**WORK INSTRUCTIONS**
Say how many lines in the records hold "more". Nothing but the number should be given.
##### RAW DATA #####
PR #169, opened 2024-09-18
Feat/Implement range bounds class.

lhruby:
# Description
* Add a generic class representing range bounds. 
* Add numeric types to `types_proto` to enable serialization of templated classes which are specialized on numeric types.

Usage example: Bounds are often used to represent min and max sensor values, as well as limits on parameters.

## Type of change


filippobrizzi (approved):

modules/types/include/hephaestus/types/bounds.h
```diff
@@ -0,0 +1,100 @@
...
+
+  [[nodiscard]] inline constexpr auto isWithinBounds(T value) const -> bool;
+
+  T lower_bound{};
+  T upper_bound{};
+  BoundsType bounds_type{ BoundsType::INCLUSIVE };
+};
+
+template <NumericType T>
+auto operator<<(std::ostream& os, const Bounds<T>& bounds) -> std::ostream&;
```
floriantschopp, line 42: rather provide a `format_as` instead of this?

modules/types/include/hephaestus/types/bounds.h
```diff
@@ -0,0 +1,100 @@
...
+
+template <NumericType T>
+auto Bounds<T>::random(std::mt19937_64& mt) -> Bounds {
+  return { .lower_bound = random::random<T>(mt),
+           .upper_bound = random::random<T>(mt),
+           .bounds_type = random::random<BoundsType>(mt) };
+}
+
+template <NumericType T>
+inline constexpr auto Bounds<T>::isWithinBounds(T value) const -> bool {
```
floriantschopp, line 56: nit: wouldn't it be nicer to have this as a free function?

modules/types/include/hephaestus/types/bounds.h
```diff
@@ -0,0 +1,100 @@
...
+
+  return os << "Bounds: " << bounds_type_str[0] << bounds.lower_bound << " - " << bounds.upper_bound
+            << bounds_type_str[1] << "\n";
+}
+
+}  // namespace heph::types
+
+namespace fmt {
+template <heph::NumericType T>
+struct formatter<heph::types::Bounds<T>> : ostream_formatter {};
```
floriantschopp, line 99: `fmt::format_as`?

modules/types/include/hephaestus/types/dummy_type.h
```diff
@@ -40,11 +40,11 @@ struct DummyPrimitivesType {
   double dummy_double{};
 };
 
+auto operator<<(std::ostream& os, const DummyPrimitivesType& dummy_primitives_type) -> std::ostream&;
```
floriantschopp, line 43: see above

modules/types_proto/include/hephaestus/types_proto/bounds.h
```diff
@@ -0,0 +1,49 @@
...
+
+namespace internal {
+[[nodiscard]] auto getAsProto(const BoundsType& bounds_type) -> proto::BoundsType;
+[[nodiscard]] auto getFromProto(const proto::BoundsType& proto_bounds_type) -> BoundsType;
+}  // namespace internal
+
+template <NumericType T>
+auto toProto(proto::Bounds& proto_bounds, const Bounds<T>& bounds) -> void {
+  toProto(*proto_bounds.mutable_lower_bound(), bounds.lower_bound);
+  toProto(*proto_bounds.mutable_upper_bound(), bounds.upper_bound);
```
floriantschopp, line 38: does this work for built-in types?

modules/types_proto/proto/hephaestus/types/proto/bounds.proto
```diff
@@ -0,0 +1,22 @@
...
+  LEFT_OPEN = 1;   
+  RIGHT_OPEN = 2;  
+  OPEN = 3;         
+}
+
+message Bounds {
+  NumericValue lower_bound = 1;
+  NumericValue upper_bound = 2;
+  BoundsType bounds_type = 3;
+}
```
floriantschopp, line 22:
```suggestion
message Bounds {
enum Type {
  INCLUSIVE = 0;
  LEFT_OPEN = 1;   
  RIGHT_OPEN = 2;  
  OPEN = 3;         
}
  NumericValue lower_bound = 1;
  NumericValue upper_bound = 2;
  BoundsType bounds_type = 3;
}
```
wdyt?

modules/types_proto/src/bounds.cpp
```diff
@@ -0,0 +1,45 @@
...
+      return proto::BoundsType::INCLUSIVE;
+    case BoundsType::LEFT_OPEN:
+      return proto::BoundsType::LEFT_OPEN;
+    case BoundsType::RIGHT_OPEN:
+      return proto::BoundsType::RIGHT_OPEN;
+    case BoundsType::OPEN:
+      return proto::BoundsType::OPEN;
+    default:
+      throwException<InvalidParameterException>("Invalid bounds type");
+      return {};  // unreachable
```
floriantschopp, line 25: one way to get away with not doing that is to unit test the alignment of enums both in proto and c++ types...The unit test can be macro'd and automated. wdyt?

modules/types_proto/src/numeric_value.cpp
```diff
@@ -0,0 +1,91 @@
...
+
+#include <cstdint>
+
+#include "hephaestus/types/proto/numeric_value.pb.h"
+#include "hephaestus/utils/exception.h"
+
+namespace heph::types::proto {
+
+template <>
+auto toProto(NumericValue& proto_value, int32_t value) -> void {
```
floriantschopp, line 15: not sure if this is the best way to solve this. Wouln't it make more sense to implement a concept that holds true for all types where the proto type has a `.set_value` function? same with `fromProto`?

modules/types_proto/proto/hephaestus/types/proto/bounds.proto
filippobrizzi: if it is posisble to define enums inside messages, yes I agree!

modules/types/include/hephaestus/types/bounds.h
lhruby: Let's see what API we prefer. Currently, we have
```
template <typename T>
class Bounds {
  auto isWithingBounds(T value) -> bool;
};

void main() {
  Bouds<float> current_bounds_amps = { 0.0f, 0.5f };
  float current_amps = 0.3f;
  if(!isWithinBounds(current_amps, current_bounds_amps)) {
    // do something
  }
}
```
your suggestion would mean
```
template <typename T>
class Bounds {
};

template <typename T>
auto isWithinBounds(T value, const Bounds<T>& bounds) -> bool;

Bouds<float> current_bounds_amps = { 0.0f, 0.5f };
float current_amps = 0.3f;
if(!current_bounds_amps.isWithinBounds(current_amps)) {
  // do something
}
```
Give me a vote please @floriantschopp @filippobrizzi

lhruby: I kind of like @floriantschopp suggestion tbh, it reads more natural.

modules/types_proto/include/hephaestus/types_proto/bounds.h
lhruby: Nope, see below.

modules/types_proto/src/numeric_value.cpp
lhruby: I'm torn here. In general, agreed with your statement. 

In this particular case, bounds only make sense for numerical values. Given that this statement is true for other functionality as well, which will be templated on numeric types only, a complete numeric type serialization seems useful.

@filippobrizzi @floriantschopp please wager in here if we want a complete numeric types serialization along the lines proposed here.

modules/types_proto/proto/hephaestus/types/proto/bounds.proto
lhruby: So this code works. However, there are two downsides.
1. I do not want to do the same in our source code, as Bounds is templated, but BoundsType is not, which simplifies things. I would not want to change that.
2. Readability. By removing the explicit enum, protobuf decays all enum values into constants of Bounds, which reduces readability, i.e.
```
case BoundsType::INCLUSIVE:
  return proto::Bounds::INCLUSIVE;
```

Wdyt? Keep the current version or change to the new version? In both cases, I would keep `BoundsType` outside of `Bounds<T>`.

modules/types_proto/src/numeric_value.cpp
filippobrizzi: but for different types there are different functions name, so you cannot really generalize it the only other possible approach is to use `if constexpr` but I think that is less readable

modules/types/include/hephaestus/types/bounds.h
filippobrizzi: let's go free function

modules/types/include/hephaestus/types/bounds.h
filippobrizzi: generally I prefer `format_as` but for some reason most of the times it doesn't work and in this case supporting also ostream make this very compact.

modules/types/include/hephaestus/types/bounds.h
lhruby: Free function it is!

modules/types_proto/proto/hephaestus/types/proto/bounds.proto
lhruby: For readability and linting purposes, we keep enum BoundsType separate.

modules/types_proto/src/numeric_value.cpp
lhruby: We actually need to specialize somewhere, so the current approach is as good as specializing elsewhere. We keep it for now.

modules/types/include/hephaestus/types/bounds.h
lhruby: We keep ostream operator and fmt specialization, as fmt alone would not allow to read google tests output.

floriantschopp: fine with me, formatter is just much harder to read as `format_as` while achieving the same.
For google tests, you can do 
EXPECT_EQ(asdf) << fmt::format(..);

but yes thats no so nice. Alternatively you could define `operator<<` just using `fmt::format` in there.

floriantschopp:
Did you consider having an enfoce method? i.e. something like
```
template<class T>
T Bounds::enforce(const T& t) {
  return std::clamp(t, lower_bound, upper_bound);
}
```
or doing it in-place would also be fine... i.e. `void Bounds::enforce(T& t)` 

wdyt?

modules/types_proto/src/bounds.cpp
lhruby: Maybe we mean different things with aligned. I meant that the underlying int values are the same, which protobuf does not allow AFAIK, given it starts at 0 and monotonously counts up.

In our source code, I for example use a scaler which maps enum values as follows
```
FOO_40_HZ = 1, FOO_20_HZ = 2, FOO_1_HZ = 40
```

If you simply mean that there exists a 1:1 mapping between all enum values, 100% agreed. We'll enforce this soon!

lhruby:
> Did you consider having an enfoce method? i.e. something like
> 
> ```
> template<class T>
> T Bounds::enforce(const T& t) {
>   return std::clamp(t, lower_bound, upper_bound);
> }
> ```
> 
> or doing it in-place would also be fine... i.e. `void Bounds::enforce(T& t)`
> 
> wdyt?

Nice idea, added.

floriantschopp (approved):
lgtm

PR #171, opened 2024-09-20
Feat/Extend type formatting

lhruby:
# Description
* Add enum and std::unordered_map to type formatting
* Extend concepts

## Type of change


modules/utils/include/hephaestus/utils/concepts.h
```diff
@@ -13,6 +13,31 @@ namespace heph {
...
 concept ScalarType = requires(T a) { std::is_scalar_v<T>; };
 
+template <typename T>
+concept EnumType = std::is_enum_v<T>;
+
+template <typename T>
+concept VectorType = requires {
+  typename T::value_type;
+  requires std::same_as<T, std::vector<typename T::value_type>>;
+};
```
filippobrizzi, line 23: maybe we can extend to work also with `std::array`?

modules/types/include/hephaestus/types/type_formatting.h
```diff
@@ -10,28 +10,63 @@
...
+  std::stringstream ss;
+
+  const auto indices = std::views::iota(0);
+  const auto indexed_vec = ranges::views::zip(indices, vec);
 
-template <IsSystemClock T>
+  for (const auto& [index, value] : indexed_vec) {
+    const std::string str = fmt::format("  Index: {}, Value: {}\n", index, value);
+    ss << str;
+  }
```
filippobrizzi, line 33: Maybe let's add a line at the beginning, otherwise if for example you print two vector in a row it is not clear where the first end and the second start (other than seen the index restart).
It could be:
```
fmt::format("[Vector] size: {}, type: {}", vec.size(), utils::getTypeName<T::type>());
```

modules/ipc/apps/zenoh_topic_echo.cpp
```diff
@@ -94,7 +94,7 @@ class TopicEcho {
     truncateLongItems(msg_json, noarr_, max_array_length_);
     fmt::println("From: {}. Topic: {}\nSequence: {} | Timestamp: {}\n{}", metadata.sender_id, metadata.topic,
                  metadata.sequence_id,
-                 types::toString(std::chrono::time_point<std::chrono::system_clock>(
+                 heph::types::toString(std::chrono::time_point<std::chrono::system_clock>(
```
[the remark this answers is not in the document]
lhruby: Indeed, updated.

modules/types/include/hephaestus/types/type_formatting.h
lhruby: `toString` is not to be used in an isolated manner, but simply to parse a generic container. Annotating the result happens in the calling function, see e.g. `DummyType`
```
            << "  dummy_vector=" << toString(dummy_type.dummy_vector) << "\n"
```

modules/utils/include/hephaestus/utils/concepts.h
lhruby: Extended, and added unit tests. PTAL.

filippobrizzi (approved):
#####
##### RAW DATA #####
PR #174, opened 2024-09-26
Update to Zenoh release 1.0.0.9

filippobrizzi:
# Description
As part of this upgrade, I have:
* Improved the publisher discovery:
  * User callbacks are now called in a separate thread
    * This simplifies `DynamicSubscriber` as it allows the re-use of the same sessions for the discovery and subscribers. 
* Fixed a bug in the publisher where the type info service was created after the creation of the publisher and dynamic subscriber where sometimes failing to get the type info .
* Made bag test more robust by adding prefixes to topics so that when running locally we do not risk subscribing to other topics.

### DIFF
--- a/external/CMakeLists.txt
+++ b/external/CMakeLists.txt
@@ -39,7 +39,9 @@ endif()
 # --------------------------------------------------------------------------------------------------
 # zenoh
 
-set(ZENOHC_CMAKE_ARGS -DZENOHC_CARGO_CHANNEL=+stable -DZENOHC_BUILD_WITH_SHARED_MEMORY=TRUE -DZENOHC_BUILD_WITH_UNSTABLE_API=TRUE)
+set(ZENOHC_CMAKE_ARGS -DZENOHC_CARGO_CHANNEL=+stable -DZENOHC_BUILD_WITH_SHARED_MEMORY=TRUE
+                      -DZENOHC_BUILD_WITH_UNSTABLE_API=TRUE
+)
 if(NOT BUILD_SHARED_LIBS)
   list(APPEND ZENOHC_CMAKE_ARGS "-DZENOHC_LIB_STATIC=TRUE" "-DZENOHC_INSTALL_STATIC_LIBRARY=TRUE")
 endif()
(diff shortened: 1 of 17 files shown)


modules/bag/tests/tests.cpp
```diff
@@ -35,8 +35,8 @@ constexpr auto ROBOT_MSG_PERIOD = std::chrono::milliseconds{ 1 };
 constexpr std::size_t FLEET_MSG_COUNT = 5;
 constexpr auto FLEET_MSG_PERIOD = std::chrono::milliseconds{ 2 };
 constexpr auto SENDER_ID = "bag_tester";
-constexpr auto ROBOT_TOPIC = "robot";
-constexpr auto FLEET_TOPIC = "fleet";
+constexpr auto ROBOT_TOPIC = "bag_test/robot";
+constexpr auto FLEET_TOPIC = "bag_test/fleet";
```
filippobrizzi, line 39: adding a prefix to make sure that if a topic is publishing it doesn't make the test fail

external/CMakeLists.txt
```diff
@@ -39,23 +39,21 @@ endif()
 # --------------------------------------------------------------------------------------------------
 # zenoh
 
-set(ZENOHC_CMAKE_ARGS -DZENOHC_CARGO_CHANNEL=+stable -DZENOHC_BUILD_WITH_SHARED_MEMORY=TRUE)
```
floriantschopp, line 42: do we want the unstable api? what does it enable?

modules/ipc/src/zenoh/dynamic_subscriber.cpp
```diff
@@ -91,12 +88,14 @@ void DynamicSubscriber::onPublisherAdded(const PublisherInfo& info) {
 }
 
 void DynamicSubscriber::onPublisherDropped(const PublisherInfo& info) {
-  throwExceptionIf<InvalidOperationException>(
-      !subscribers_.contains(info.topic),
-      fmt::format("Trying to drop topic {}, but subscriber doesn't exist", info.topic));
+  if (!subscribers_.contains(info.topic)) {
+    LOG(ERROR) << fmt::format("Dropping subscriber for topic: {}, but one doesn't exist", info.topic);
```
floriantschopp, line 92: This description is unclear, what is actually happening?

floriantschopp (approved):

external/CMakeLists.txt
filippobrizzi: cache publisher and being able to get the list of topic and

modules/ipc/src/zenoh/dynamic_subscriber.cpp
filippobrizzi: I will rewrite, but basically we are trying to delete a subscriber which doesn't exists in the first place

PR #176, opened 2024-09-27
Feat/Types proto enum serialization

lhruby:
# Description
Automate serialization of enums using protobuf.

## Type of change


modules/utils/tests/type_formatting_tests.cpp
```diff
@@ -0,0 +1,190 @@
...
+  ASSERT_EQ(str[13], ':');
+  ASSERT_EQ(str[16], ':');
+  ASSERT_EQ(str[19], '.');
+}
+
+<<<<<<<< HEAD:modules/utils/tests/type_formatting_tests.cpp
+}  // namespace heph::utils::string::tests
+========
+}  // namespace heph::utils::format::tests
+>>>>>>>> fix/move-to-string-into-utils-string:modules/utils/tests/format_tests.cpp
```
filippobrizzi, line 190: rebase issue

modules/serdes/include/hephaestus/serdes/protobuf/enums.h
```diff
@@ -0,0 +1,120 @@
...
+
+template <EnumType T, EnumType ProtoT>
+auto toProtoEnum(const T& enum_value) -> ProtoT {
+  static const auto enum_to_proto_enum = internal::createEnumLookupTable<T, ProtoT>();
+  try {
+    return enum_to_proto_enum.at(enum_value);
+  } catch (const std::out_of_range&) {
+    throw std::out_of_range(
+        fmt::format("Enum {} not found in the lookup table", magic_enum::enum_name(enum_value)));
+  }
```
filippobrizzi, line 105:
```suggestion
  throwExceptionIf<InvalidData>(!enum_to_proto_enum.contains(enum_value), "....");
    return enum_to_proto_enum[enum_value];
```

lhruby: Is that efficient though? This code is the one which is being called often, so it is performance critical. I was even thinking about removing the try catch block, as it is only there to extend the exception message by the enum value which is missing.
#####
**EXERCISE SOLUTION**
3